Dieta energética trouxe maior retorno financeiro
A pesquisa também realizou a análise financeira da produção de embriões a partir dos dois planos alimentares. Os custos de alimentação foram estimados com base no consumo real e nos valores comerciais (preços de julho de 2020) dos ingredientes para formulação das rações, da tonelada de milho para silagem e dos minerais. Também foram incluídos as despesas operacionais (mão de obra, energia elétrica, serviços veterinários e laboratoriais, medicamentos, encargos, entre outros) e os custos para pastagens, baseados nos valores de aluguel mensal de pasto por animal nas fases inicial e de recria.
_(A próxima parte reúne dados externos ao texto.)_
Issue #24476, opened 2024-11-07
Remove current implementation of Backups from Tasklist, Operate and Optimize


marcosgvieira:
As we are centralizing the backups of Tasklist, Identity, Operate and Optimize we should remove the current implementation of backups for those components.

### Acceptance Criteria
- [x] As part of 8.7 there is no Tasklist specific implementation of backups
- [x] As part of 8.7 there is no Operate specific implementation of backups
- [ ] As part of 8.7 there is no Optimize specific implemenation of backups (here we have the risk of Optimize not making to be part of single-application as part of 8.7, please double check in [#prj-optimize-as-part-of-single-application](https://camunda.slack.com/archives/C07MMF3MRPA)

PR #25538, opened 2024-12-03
feat: remove BackupManager and its implementations

entangled90:
# Description
All classes related to backups in tasklist are removed

 `ElasticsearchTasklistBackupRepository` and `OpensearchTasklistBackupRepository` are created to reuse the tasklistEs/Os clients when it's not deployed with operate.
If the client will be merged, then there is no reason to have this duplication.

Note that I used operate's `ElasticSearchCondition` in the default repositories and tasklist's `ElasticSearchCondition` in `ElasticSearchTasklistBackupRepository`.  The same for OS repositories

## Related issues

relates #24476


npepinpe (approved):
:+1: 

- :x: Please document why we still have different Tasklist/Operate repository Spring configuration classes, in the PR description and also in the code (to hint to future maintainers when we can streamline this).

Três biotécnicas de produção de embriões foram consideradas: embrião fresco produzido por fertilização in vitro (demanda receptoras previamente sincronizadas para receberem embriões após sete dias de cultivo), com orçamentos comerciais de R$ 75 e de R$ 90; embrião vitrificado (requer o congelamento e descongelamento em laboratório, mas confere maiores taxas de prenhez), a R$ 140; e embrião criopreservado para transferência direta (TD) para a receptora, que não necessita de laboratório, a R$ 160.
Para esses três cenários, o custo da alimentação e da mão de obra na dieta PN2 foi maior que no controle (PN1) tanto na estação seca (29%) como na chuvosa (36%). Em média, cada novilha submetida ao PN2 produziu 6,8 embriões, 3,2 a mais que os animais sob o PN1 (3,6), o que acarretou maiores custos de produção de embriões nas três biotécnicas.
Por outro lado, o maior rendimento na produção de embriões pelos animais que receberam a dieta PN2 resultou numa receita média 77% maior que a do grupo controle. A margem bruta no tratamento PN2 durante a recria foi 2,7 vezes maior que a do PN1 para embriões TD, 2,6 vezes maior para embriões vitrificados e 2,1 vezes maior para embriões a fresco. Já a margem líquida do plano alimentar PN2 foi 2,8 (embriões TD), 2,7 (embriões vitrificados) e 2,2 (embriões a fresco) vezes maior que no plano alimentar controle. Na comparação entre as técnicas de produção e processamento de embriões, as maiores margens foram obtidas com a produção de embriões a fresco.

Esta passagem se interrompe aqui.